The factual inquiries set forth in Graham v. John Deere Co., 383 U.S. 1, 148 USPQ 459 (1966), that are applied for establishing a background for determining obviousness under 35 U.S.C. 103 are summarized as follows:
1. Determining the scope and contents of the prior art.
2. Ascertaining the differences between the prior art and the claims at issue.
3. Resolving the level of ordinary skill in the pertinent art.
4. Considering objective evidence present in the application indicating obviousness or nonobviousness.
This application currently names joint inventors. In considering patentability of the claims the examiner presumes that the subject matter of the various claims was commonly owned as of the effective filing date of the claimed invention(s) absent any evidence to the contrary. Applicant is advised of the obligation under 37 CFR 1.56 to point out the inventor and effective filing dates of each claim that was not commonly owned as of the effective filing date of the later invention in order for the examiner to consider the applicability of 35 U.S.C. 102(b)(2)(C) for any potential 35 U.S.C. 102(a)(2) prior art against the later invention.
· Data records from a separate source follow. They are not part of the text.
PR #109, opened 2021-05-04
Add comment to ignore golint error 

soniasingla:


natalieparellano:
Since we're not actually trying to produce HTML here I wonder if it's better to just ignore the warning.

soniasingla:
> Since we're not actually trying to produce HTML here I wonder if it's better to just ignore the warning.

Should I add ``// ignore`` comment? @natalieparellano

natalieparellano:
Apologies for the slow reply! I think for now that is the best option.

natalieparellano (approved):

natalieparellano:
I was trying to see if there's a more granular way to suppress the warning (like `// #nosec G204`), but for now I don't think so.

yaelharel (approved):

Claims 2-3 stand rejected under 35 U.S.C. 103 as being unpatentable over Chen et al. (Stem Cell. Res. 2016; 7:2) in view of Okubo et al. (Stem Cell. Rep. 2016; 7:649-663) and Shin (US11566221). The rejection is maintained for the reasons of record and the reasons set forth below.
Response to Arguments
On p. 3-5 of the response, Applicant argues that: i) for the reasons set forth above, Chen does not the same product as instantly claimed and Shin and Okubo do not compensate the deficiencies of Chen; ii) Okubo does not disclose a -secretase inhibitor-treated neurosphere derived from hPSCs for treatment in a chronic phase of spinal cord injury nor that the neurosphere in which phosphorylation of p38 MAPK is enhanced as compared to a control; iii) Shhin does not disclose the claimed -secretase inhibitor-treated neurosphere in a chronic phase spinal cord injury. Shin teaches treating human iPSCs with GIBCO PSC neural induction medium to induce NSCs. The Shin’s product is a differentiated neuronal cell, not a neurosphere in which phosphorylation of p38 MAPK; iv) at the time filing, transplanting neural stem/progenitor cells during the chronic phase of spinal cord injury was less effective compared to transplantation during the acute or subacute phases. The present application demonstrates a -secretase inhibitor-treated neurosphere can be used for treating chronic phase spinal cord injury, and such neurosphere increased phosphorylation of p38MAPK, which is required to promote axonal regeneration.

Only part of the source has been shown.